COLUMNS: Ranch and farmland ownership: does it matter?

I just returned from the Annual National Farmers Union (NFU) national convention where I was a panelist.

I just returned from the Annual National Farmers Union (NFU) national convention where I was a panelist, addressing the regulation of meat processing in B.C.

The invitation came to me as a producer of meat products. We used to be in the business of selling local, government Inspected, beef into the local and Vancouver market.

For beef, we are in the Vancouver ‘foodshed.’

Commercial operators — those trying to make a living from their ranch — can easily have a surplus to local demand and need to go to a bigger “local” market.

Others need to export from their region because they produce a surplus to the region’s needs and thus their product goes into the global food system.

Two hundred kilometers is a long way to truck live animals in small numbers to get them slaughtered and cut and wrapped. Too far is not very far when it comes to stressing animals by trucking them.

Any source of stress: lack of food, water, noise and transport, mixing with strange animals from other herds can all contribute to the meat being less than great.

So local processing is superior to distant processing.

While at the convention, I picked up a publication “Losing Our Grip 2015 update: how corporate farmland buy-up, rising farm debt, and agribusiness financing of inputs threatens family farms.”

It was published by the NFU in March 2015.

The NFU is one of the few organizations in Canada dedicated to the success of the family farm and which supports Food Sovereignty. Perhaps in a future article I will expand on food sovereignty and what it entails.

In this publication they point out that “since 2010 there have been significant changes to Canada’s agriculture-related laws, policies and institutions.”

Among the changes cited are: Canada has adopted Plan Breeder’s Rights powers which will give corporations more control over seed, and a reduction of public plant breeding at our research institutes.

Trade Agreements such as CETA, TPP and FIPPA entrench these rights by clauses in the agreements which protect investors in seed breeding and stop nation states from regulating seed production in the public interest.

In the land side, sovereign wealth funds which are state owned funds have increased their ownership of land worldwide from $4 trillion in assets in 2010 to $7 trillion in 2015. These are big numbers!

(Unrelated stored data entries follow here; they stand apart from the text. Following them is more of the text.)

PR #694, opened 2026-05-31
fix(build): remove shell:true from spawnSync so paths with spaces work on Windows

### LINKED ISSUE #681: scripts/build.mjs mangles Windows process.execPath containing a space — silent install failure
## Description

On Windows installs where Node.js is at the default `C:\Program Files\nodejs\node.exe`, the `claude plugin install qmd@qmd` flow exits 0 but never produces a `dist/` directory. `bin/qmd` then reports "not built: missing dist/" and the plugin is unusable.

Root cause: `scripts/build.mjs` invokes `spawnSync(process.execPath, [...], { shell: true })`. With `shell: true`, the path is handed to `cmd.exe` unquoted; `cmd.exe` splits on the space at `Program Files` and tries to execute `C:\Program` instead. The spawn fails but the exit code does not propagate, so `npm run build` reports success and the install pipeline moves on.

## Reproduction

1. Windows machine with Node.js installed at `C:\Program Files\nodejs\node.exe` (default installer path).
2. `claude plugin install qmd@qmd`
3. Open the plugin cache (e.g. `~/.claude/plugins/cache/qmd/qmd/0.1.0/`).
4. Confirm `dist/` is absent and `qmd --version` fails with "not built".

## Expected

`npm run build` produces `dist/` OR exits non-zero with a clear "cannot execute node at <path>" message.

## Actual

`npm run build` exits 0 silently. `dist/` is never produced. Plugin install pipeline reports success.

## Workaround

```
cd <plugin-cache>/qmd/0.1.0
npm install
npx tsc -p tsconfig.build.json
```

This bypasses `build.mjs` entirely. After running this, `bin/qmd --version` works.

## Suggested fix

Either:
- Pass `process.execPath` through `spawnSync` without `shell: true` (the standard Node pattern), OR
- Quote `process.execPath` (e.g. `JSON.stringify(process.execPath)`) before handing it to a shell-invoked spawn, OR
- Replace the custom build invocation with a direct `npx tsc -p tsconfig.build.json` call (the workaround that works today).

## Environment

- OS: Windows 11 Pro (10.0.26200)
- Node.js: at `C:\Program Files\nodejs\node.exe`
- qmd: v2.5.2 (build 376edbe)
- Install command: `claude plugin install qmd@qmd`

## Cross-references

- Same trap will fire on any plugin whose build script uses unquoted `process.execPath` under `shell: true`. Worth checking `scripts/build.mjs` patterns across other plugins shipping source-only via Claude Code.

tobi:
Fixes #681

## Root cause

`scripts/build.mjs`'s `run()` helper passed `shell: process.platform === 'win32'` to `spawnSync`. On Windows, this hands the command to `cmd.exe` unquoted, so a Node install at `C:\Program Files\nodejs\node.exe` gets split at the space — `cmd.exe` tries to execute `C:\Program` and fails silently (exit code not propagated). Result: `dist/` is never produced, but `npm run build` reports success.

## Fix

`shell: false`. `spawnSync` with a binary path + args array has never needed shell mode — that's only for passing a shell command string. The binary is invoked directly.

### DIFF
--- a/CHANGELOG.md
+++ b/CHANGELOG.md
@@ -2,6 +2,15 @@
 
 ## [Unreleased]
 
+### Fixed
+
+- **build**: Remove `shell: true` from `spawnSync` in `scripts/build.mjs`. On
+  Windows, passing `shell: true` caused `cmd.exe` to misparse `process.execPath`
+  when the Node.js installation path contains spaces (e.g.
+  `C:\Program Files\nodejs\node.exe`). Since `run()` always receives a real
+  binary path + args array, no shell is needed — `spawnSync` can spawn
+  executables directly. (#681)
+
 ## [2.5.3] - 2026-05-28
 
 ### Features
--- a/scripts/build.mjs
+++ b/scripts/build.mjs
@@ -10,7 +10,7 @@ function run(command, args, options = {}) {
   const result = spawnSync(command, args, {
     cwd: root,
     stdio: "inherit",
-    shell: process.platform === "win32",
+    shell: false,
     ...options,
   });
   if (result.status !== 0) {


sv789:
Tested this change on Windows 11 Pro (10.0.26200), Node v24.16.0 at the default `C:\Program Files\nodejs\node.exe`, repo at v2.6.3 (`e428df7`):

- **Without it:** `node scripts/build.mjs` fails with `'C:\Program' is not recognized as an internal or external command`, exit 1, no `dist/` produced — cmd.exe splits the unquoted exec path at the space, same mangling as #681.
- **With it:** build exits 0, `dist/` is created, and `node dist/cli/qmd.js --version` prints `qmd 2.6.3 (e428df7)`.

`run()` is only ever called with `process.execPath` plus a JS file path, so nothing here needs a shell. This currently blocks building from source on any default Windows Node install — would be great to see it land.

tobi:
Superseded by #858 — same fix rebased onto current main (CHANGELOG-only conflict).

tobi:
Closed as superseded by #858.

Between the years 2006 and 2011, Canada’s farmland has decreased by seven million acres ( four per cent).

In B.C. we have seen significant reduction of Class one (the best) especially in the Peace River with the approval of the “Site C” dam.

There are other threats by Limited Partnership Funds which speculate in farmland value increases, the profits of which doesn’t go to the selling farmer but the fund investors.

All of these phenomena work against the family farm and ranch.

We are, as a result, more food insecure and losing our sovereignty (ownership and control)over our own food here in Canada.

David Zirnhelt is a member of the Cariboo Cattlemen’s Association and chair of the advisory committee for the Applied Sustainable Ranching program which started at Thompson Rivers University in Williams Lake this January.